Chef’s gives you free shipping on returns – there’s a bar code on the invoice – you cut that off, pack everything up, and take it all to Fed-Ex where the bar code tells them everything they need to know. I was charmed the first time, thought that was a really slick way to send the wrong beater back, and exchange it for what I thought was the right one.

It took awhile – I did the return Jan. 2, and just got the replacement on Saturday – the 28th. And even more disappointing, it was for a 6-qt. lift-bowl model.

I knew I’d have to return the second beater from Chef’s, so I saved all the packing material, located the magic barcode, left it all on the kitchen counter, and went to KitchenAid’s website to try to find the replacement there. Finally following John’s advice – afterall, he was in the womb when I bought the mixer – with a wedding present gift certifcate – so he has been intimately connected with it his whole life.

I got the model number and searched KitchenAid’s website – and here’s what I got:

Next I tried to browse stand mixers and attachments, thinking if I could get the right mixer, I could match the beater that way – you get 56 or 59 or so models, and it’s hard to tell from the mixer displays because the flat beater is standard – so they don’t say anything specific about what comes with :

But you can narrow to 9 pretty fast by selecting flat beaters:

And there was this one that sure looked right. But when you click for specs – no bowl size infor (I even poured water into my mixer bowl at this point to make sure I really had the 5-qt.), and no model numbers that matched mine. Notice the “Features and Specs” and “Buy Now” buttons.

Here’s what you get when you click features & specs – no bowl size, no mixer model numbers, just how great the beater is:

It was late Sunday night, so I gave up, and sent a support email to KitchenAid, asking which beater to buy (Mark teased me saying they’d respond by telling me to get a while new mixer) and packed up the Chef’s Catalog beater to return on Monday morning. Which turned into an odyssey of its own, UPS store couldn’t take FedEx, and the FedEx agent in the bookstore turned computer store on State St. couldn’t take it either – and the box is still on the chair in my office as I write – that magic barcode’s getting less charming all the while)

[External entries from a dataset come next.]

PR #55, opened 2020-08-24
OBJ-230 action codes for objections

mattch1:
Updated status code and added an action codes field and enum to the Objection model.


src/main/java/uk/gov/companieshouse/api/strikeoffobjections/model/entity/Objection.java
```diff
@@ -78,6 +85,8 @@ public Objection build() {
     private List<Attachment> attachments = new ArrayList<>();
     @Field("status")
     private ObjectionStatus status;
+    @Field("action_code")
+    private ActionCode actionCode;
```
markpit, line 89: we want to store the actual number in mongo

mattch1: Changed field type.

ICoxCH (approved):
Looks good to me

mwestacott (approved):

src/main/java/uk/gov/companieshouse/api/strikeoffobjections/model/entity/ActionCode.java
```diff
@@ -0,0 +1,21 @@
+package uk.gov.companieshouse.api.strikeoffobjections.model.entity;
+
+public enum ActionCode {
```
markpit, line 3: we don't need the enum anymore if we are putting the number into the DB

mattch1: Removed this.

markpit (approved):

PR #56, opened 2020-08-25
OBJ-232 api controller return obj status for eligibility

mattch1:
Updated service call to return a DTO rather than a string which contains a status as well as an id.

The controller will return an hhtp 400 error and a body ctaining a dto with the objection status in it.
For the response have used a normal body rather than an error body as this takes an error container object and will mean alterations to the agreed schema.

### DIFF
--- a/src/main/java/uk/gov/companieshouse/api/strikeoffobjections/controller/ObjectionController.java
+++ b/src/main/java/uk/gov/companieshouse/api/strikeoffobjections/controller/ObjectionController.java
@@ -146,7 +146,8 @@ public class ObjectionController {
         );
 
         try {
-            ObjectionResponseDTO response = objectionService.createObjection(requestId, companyNumber, ericUserId, ericUserDetails);
+            Objection objection = objectionService.createObjection(requestId, companyNumber, ericUserId, ericUserDetails);
+            ObjectionResponseDTO response = objectionMapper.objectionEntityToObjectionResponseDTO(objection);
             ObjectionStatus objectionStatus = response.getStatus();
             if (objectionStatus.isIneligible()) {
                return new ResponseEntity<>(ChResponseBody.createNormalBody(response), HttpStatus.BAD_REQUEST);
--- a/src/main/java/uk/gov/companieshouse/api/strikeoffobjections/controller/ObjectionController.java
+++ b/src/main/java/uk/gov/companieshouse/api/strikeoffobjections/controller/ObjectionController.java
@@ -147,12 +147,13 @@ public class ObjectionController {
 
         try {
             Objection objection = objectionService.createObjection(requestId, companyNumber, ericUserId, ericUserDetails);
-            ObjectionResponseDTO response = objectionMapper.objectionEntityToObjectionResponseDTO(objection);
-            ObjectionStatus objectionStatus = response.getStatus();
+            ObjectionStatus objectionStatus = objection.getStatus();
             if (objectionStatus.isIneligible()) {
+               ObjectionResponseDTO response = new  ObjectionResponseDTO();
+               response.setStatus(objectionStatus);
                return new ResponseEntity<>(ChResponseBody.createNormalBody(response), HttpStatus.BAD_REQUEST);
             }
-            return responseEntityFactory.createResponse(ServiceResult.created(response));
+            return responseEntityFactory.createResponse(ServiceResult.created(new ObjectionResponseDTO(objection.getId())));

Thought about it some more, and last night I revisited the KitchenAid site, and clicked that “Buy Now” button on the beater that looks right – and finally got this full display, with my model number listed, but evidently, not searchable – I added the highlighting in orange.

Happily, cheaper than the Chef’s beaters which were like $29.95 – this one’s only $14.99, $18 or so including shipping.

As Rach said this morning, when I related the story of my quest, “bad metadata”.